Exercise directions: The exercise asks you to copy every line below in which "true" appears.

Saved entries:
PR #5113, opened 2022-08-15
UI code for selecting namespaces for tracking

vaidehi44:
## What this PR does
The PR contains frontend code for selecting/tracking namespaces for a course.

## Screenshots
image

### DIFF
--- a/.eslintrc
+++ b/.eslintrc
@@ -88,7 +88,8 @@
     "SurveyDetails": true,
     "Features": true,
     "WikiLanguages": true,
-    "WikiProjects": true
+    "WikiProjects": true,
+    "ProjectNamespaces": true
   },
   "env": {
     "jest": true,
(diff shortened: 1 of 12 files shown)


ragesoss:
I think this needs a UI message to explain the intended use / effect of Tracked Namespaces... namely, that pages in the tracked namespaces are the ones that contribute to the topline "pages edited", "words added" and similar stats, so you should only track the namespaces that your program is focused on improving.

ragesoss:
On a first survey of the code, this looks good! It's so much easier to see what's going on an why with this smaller PR, versus one that also includes backend changes.

vaidehi44:
> I think this needs a UI message to explain the intended use / effect of Tracked Namespaces... namely, that pages in the tracked namespaces are the ones that contribute to the topline "pages edited", "words added" and similar stats, so you should only track the namespaces that your program is focused on improving.

Okk ... but I didn't get what you meant by **topline** "pages eited"....

vaidehi44:
Also, should the message use tooltip? I guess as this is a new feature, it should be displayed more explicitly.

ragesoss:
I think a tooltip is okay, unless you can think of a better way to do it.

Result of the exercise:
     "SurveyDetails": true,
     "Features": true,
     "WikiLanguages": true,
-    "WikiProjects": true
+    "WikiProjects": true,
+    "ProjectNamespaces": true
     "jest": true,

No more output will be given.